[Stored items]
++++++

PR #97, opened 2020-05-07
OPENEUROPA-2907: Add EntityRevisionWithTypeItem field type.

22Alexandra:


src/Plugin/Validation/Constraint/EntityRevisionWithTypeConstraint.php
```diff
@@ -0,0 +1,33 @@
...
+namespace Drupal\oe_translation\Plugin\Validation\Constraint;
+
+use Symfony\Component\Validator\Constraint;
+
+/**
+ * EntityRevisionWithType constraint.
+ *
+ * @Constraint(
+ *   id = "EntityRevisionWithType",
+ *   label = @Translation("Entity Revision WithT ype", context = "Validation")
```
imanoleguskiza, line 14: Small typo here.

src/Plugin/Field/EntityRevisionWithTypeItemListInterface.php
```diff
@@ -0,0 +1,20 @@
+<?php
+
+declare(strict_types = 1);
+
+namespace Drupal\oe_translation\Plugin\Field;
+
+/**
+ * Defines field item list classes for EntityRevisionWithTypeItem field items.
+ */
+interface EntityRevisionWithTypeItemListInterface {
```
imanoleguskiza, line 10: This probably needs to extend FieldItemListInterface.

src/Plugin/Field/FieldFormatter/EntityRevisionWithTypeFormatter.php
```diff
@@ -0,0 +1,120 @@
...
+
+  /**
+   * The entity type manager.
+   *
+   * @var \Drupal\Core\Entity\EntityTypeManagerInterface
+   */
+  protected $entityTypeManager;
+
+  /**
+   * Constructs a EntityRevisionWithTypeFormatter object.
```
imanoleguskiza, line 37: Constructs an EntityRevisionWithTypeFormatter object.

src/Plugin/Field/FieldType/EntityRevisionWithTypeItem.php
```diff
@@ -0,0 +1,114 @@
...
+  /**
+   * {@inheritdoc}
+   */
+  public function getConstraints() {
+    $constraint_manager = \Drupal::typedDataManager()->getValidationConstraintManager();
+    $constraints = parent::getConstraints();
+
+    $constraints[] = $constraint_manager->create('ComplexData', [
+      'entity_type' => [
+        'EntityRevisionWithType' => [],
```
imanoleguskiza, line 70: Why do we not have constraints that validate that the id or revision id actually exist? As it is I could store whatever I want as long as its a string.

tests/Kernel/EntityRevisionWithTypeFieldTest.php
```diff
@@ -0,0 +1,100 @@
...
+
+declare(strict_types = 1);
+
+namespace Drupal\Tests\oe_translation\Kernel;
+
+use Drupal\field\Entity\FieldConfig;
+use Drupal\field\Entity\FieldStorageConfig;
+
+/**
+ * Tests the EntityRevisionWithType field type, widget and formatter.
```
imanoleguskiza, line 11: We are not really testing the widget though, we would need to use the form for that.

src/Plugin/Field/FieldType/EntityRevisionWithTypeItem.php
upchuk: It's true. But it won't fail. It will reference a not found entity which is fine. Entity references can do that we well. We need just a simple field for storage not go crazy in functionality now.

++++++

Problem description: Every entry needs to be copied exactly as it was written.

Written response:
PR #97, opened 2020-05-07
OPENEUROPA-2907: Add EntityRevisionWithTypeItem field type.

22Alexandra:


src/Plugin/Validation/Constraint/EntityRevisionWithTypeConstraint.php
```diff
@@ -0,0 +1,33 @@
...
+namespace Drupal\oe_translation\Plugin\Validation\Constraint;
+
+use Symfony\Component\Validator\Constraint;
+
+/**
+ * EntityRevisionWithType constraint.
+ *
+ * @Constraint(
+ *   id = "EntityRevisionWithType",
+ *   label = @Translation("Entity Revision WithT ype", context = "Validation")
```
imanoleguskiza, line 14: Small typo here.

src/Plugin/Field/EntityRevisionWithTypeItemListInterface.php
```diff
@@ -0,0 +1,20 @@
+<?php
+
+declare(strict_types = 1);
+
+namespace Drupal\oe_translation\Plugin\Field;
+
+/**
+ * Defines field item list classes for EntityRevisionWithTypeItem field items.
+ */
+interface EntityRevisionWithTypeItemListInterface {
```
imanoleguskiza, line 10: This probably needs to extend FieldItemListInterface.

src/Plugin/Field/FieldFormatter/EntityRevisionWithTypeFormatter.php
```diff
@@ -0,0 +1,120 @@
...
+
+  /**
+   * The entity type manager.
+   *
+   * @var \Drupal\Core\Entity\EntityTypeManagerInterface
+   */
+  protected $entityTypeManager;
+
+  /**
+   * Constructs a EntityRevisionWithTypeFormatter object.
```
imanoleguskiza, line 37: Constructs an EntityRevisionWithTypeFormatter object.

src/Plugin/Field/FieldType/EntityRevisionWithTypeItem.php
```diff
@@ -0,0 +1,114 @@
...
+  /**
+   * {@inheritdoc}
+   */
+  public function getConstraints() {
+    $constraint_manager = \Drupal::typedDataManager()->getValidationConstraintManager();
+    $constraints = parent::getConstraints();
+
+    $constraints[] = $constraint_manager->create('ComplexData', [
+      'entity_type' => [
+        'EntityRevisionWithType' => [],
```
imanoleguskiza, line 70: Why do we not have constraints that validate that the id or revision id actually exist? As it is I could store whatever I want as long as its a string.

tests/Kernel/EntityRevisionWithTypeFieldTest.php
```diff
@@ -0,0 +1,100 @@
...
+
+declare(strict_types = 1);
+
+namespace Drupal\Tests\oe_translation\Kernel;
+
+use Drupal\field\Entity\FieldConfig;
+use Drupal\field\Entity\FieldStorageConfig;
+
+/**
+ * Tests the EntityRevisionWithType field type, widget and formatter.
```
imanoleguskiza, line 11: We are not really testing the widget though, we would need to use the form for that.

src/Plugin/Field/FieldType/EntityRevisionWithTypeItem.php
upchuk: It's true. But it won't fail. It will reference a not found entity which is fine. Entity references can do that we well. We need just a simple field for storage not go crazy in functionality now.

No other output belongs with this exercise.